I came across a proof in Isabelle/HOL that shows the Drinker's Principle. I do understand the entire proof; however, I do not understand very well the next proof case in the Drinker's Principle proof:
assume "∀x. drunk x"
then have "drunk a ⟶ (∀x. drunk x)" for a ..
then show ?thesis ..
Why does the proof also prove "drunk a ⟶ (∀x. drunk x)"? I think it is enough ∀x. drunk x to show ∃x. drunk x.
The entire proof as follows:
theorem Drinker's_Principle: "∃x. drunk x ⟶ (∀x. drunk x)"
proof cases
assume "∀x. drunk x"
then have "drunk a ⟶ (∀x. drunk x)" for a ..
then show ?thesis ..
next
assume "¬ (∀x. drunk x)"
then have "∃x. ¬ drunk x" by (rule de_Morgan)
then obtain a where "¬ drunk a" ..
have "drunk a ⟶ (∀x. drunk x)"
proof
assume "drunk a"
with ‹¬ drunk a› show "∀x. drunk x" by contradiction
qed
then show ?thesis ..
qed
I think it is enough ∀x. drunk x to show ∃x. drunk x.

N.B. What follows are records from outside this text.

PR #24546, opened 2023-09-28
Support conf-unwind on FreeBSD, Arch, OpenSuse, and Oracle Linux

jmid:
This little PR adds `conf-unwind` support for FreeBSD where [the underlying system package should be installable as `libunwind`](https://www.freshports.org/devel/libunwind/)

I expect errors from the still unsupported Linux distros (arch, opensuse, oraclelinux) and macOS.

### DIFF
--- a/packages/conf-unwind/conf-unwind.0/opam
+++ b/packages/conf-unwind/conf-unwind.0/opam
@@ -18,6 +18,11 @@ depexts: [
   ["libunwind-headers"] {os-distribution = "homebrew" & os = "macos"}
   ["libunwind"] {os = "freebsd"}
 ]
+x-ci-accept-failures: [
+￼ "oraclelinux-7"
+￼ "oraclelinux-8"
+￼ "oraclelinux-9"
+]
 synopsis: "Virtual package relying on libunwind"
 description:"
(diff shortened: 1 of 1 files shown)


jmid:
Seeing errors in CI for the remaining two Linux distros tested, the last two commit add support for them.
This leaves only macOS.

jmid:
The required `*.pc` files for `pkg-config` are missing in homebrew https://github.com/Homebrew/brew/pull/5539 so the last commit disables the `pkg-config` test there.

jmid:
I adjusted package names on Oracle and OpenSuse which were the only two remaining distros failing CI.
(there are dependencies that fail though)

jmid:
From https://github.com/ocaml/opam-repository/pull/24360#issuecomment-1709640614 I learned that the Oracle Linux does not search the EPEL repo where the system package is located https://yum.oracle.com/repo/OracleLinux/OL9/developer/EPEL/x86_64/index.html

I could revert the Oracle addition and/or add a suitable `x-ci-accept-failures` for it?

jmid:
In 950bf78 I propose a suitable `x-ci-accept-failures`

avsm:
Thanks!

PR #24547, opened 2023-09-28
satyrographos.0.0.2.13: Update the lower version constraint on core

na4zagin3:
`satyrographos.0.0.2.13` actually compiles with `core.v0.14`.  As `satysfi.0.0.8`, which is in a custom repo, requires `base.v0.14`, the lower version constraint on core should be updated.


mseri:
thanks

PR #24871, opened 2023-11-29
merlin is not compatible with OCaml 5.1.1

kit-ty-kate:
(needs to implement the new Compression module)
```
$ ocamlmerlin single locate -position 2:13 -verbosity 0 < main.ml | jq '.value'
"input_value: compressed object, cannot decompress"
```
Being fixed upstream in https://github.com/ocaml/merlin/pull/1714


mseri:
Thanks

PR #24916, opened 2023-12-07
Package rfsm.2.0

jserot:
### `rfsm.2.0`
A toolset for describing and simulating StateChart-like state diagrams

---
* Homepage: http://github.com/jserot/rfsm
* Source repo: git+https://github.com/jserot/rfsm.git
* Bug tracker: jocelyn.serot@uca.fr

---

### DIFF
--- a/packages/rfsm/rfsm.2.0/opam
+++ b/packages/rfsm/rfsm.2.0/opam
@@ -1,0 +1,38 @@
+opam-version: "2.0"
+synopsis:
+  "A toolset for describing and simulating StateChart-like state diagrams"
+maintainer: ["Jocelyn Sérot <jocelyn.serot@uca.fr>"]
+authors: ["Jocelyn Sérot <jocelyn.serot@uca.fr>"]
+license: "MIT"
+homepage: "http://github.com/jserot/rfsm"
+bug-reports: "jocelyn.serot@uca.fr"
+depends: [
+  "dune" {>= "3.11"}
+  "menhir" {>= "2.0"}
+  "ocamlgraph" {>= "2.0"}
+  "ppx_deriving" {>= "5.0"}
+  "ocaml" {>= "5.0.0"}
+  "odoc" {with-doc}
+]
+build: [
+  ["dune" "subst"] {dev}
+  [
+    "dune"
+    "build"
+    "-p"
+    name
+    "-j"
+    jobs
+    "@install"
+    "@runtest" {with-test}
+    "@doc" {with-doc}
+  ]
+]
+dev-repo: "git+https://github.com/jserot/rfsm.git"
+url {
+  src: "https://github.com/jserot/rfsm/archive/refs/tags/2.0.tar.gz"
+  checksum: [
+    "md5=1b1942e9d27b5ffa6c7dbe3eb81f4f8e"
+    "sha512=fb6db5bb32d965db4584964f7170660163d745ca9f4cec46e61c0e2815bda636205278b019b2e2d7d43ab32fa9bfe8e642bc0d1e94ae22d792a3cd3d45731c37"
+  ]
+}


jserot:
Why is the build failing here ?
When invoking `opam publish`, i get 
```
$ opam publish .
The following will be published:
  - rfsm version 2.0 with opam file at /Users/jserot/Dev/ml/rfsm/rfsm.opam
    archive at https://github.com/jserot/rfsm/archive/refs/tags/2.0.tar.gz
```
If i download the archive file `https://github.com/jserot/rfsm/archive/refs/tags/2.0.tar.gz`, decompress it and invoke `dune build` in the resulting source tree, everything compiles perfectly.

jmid:
> Why is the build failing here ?

From the looks of https://opam.ci.ocaml.org/github/ocaml/opam-repository/commit/07b5feaf8f4a342aa4e0438c4338ff3a7c20643f it seems you are failing
- on bytecode-only architectures (32 bit arm+x86, as well as ppc64 which will have the native backend restored in 5.2)
- on FreeBSD

From the former and the looks of https://github.com/jserot/rfsm/blob/2.0/src/guests/std/bin/dune
```
(executable
  (modes byte native)
  (flags (:standard -annot) (:standard -w -26-27-37))
  (preprocess (pps ppx_deriving.show ppx_deriving.make))
  (libraries rfsm full)
  (public_name rfsmc))
```
I'm wondering how `(modes byte native)` is going to fare on a bytecode-only architecture?
The error message in the logs
```
# File "src/guests/std/bin/dune", line 6, characters 15-20:
# 6 |   (public_name rfsmc))
#                    ^^^^^
# Error: No rule found for src/guests/std/bin/rfsmc.exe
```
sounds as if it has a hard time building a native-code executable (.exe) on these.

jmid:
> Ok. Thanks. Does this mean that i have to limit the build to bytecode versions ?
> Or is there a way to tell opam not to install the native version ?

Is it important to offer both a bytecode build and a native when available?
My initial reaction would just be to omit the `(modes byte native)` then `dune` should take of the choice for you (by default building a native executable when available - and otherwise a bytecode executable AFAIR).

> Concerning the second error (on FreeBSD), i'm still wondering. The script complains about a missing file build_options_spec in directory src/host/lib but this file is present. It's a bash script file with permissions set to 0x755. What could prevent FreeBSD (and not other architectures) from executing it ?

I suspect this is the `/bin/bash` invocation failing from within the script.
I would try replacing it with `#!/usr/bin/env bash` as suggested here: https://forums.freebsd.org/threads/script-bash.72779/

Finally since this represents a silent dependency on `bash`, I encourage you to add a requirement of the `conf-bash` opam package.

jserot:
> Is it important to offer both a bytecode build and a native when available?

Well, not absolutely, in this particular case (i do not a native version of the compiler in order to integrate it to pre-built versions of another package, but i can do this on my local machine).

> My initial reaction would just be to omit the (modes byte native) then dune should take of the choice for you (by default building a native executable when available - and otherwise a bytecode executable AFAIR).

Seems a reasonable solution. Will try.

> I suspect this is the /bin/bash invocation failing from within the script.
I would try replacing it with #!/usr/bin/env bash as suggested here: https://forums.freebsd.org/threads/script-bash.72779/

Ok. The classical misleading error: this is not the script which is missing but a command _inside_ the script. Thx for pointing me to the forum message !

> Finally since this represents a silent dependency on bash, I encourage you to add a requirement of the conf-bash opam package.

Ok

Another question : do i have to close this PR and open a new one after making the above mentioned fixes or can i "restart" it (and if yes, how) ?

jmid:
> Another question : do i have to close this PR and open a new one after making the above mentioned fixes or can i "restart" it (and if yes, how) ?

No. If you add new commits and tag the new version as `2.0`, it should be sufficient to rerun your previous `opam publish` command. The result should show up as commits to this existing PR if all goes well :crossed_fingers:

mseri:
You can re-run opam publish. If you want we can also simply mark the package incompatible with bytecode-only compilers or specific architectures. As you prefer

jserot:
Thanks for help @mseri and @jmid. Just made the fixes. I replaced `/bin/bash` by `/bin/sh` in the `build_options_spec`script. Simpler and more portable.

jmid:
The 4.02 is indeed unrelated. I just pushed "rebuild failed" and now that passes too so everything is green :heavy_check_mark: :tada:

jserot:
Great. Thanks !

mseri:
Thanks!

PR #24917, opened 2023-12-07
Release of OCaml 5.1.1

Octachron:
This PR adds the various packages for OCaml 5.1.1:

- ocaml-base-compiler
- ocaml-system
- ocaml-variants.5.1.1+options
- ocaml-src

To unlock the dev version of the compiler it also adds tht new metapackage  for ocaml.5.12 and moves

That's what we are actually doing: the for a at the end of the the statement
then have "drunk a ⟶ (∀x. drunk x)" for a ..
is Isar's way of saying that there is a witness a of "drunk a ⟶ (∀x. drunk x)". The next line of the proof then uses this to prove the version of the statement with the existential premise.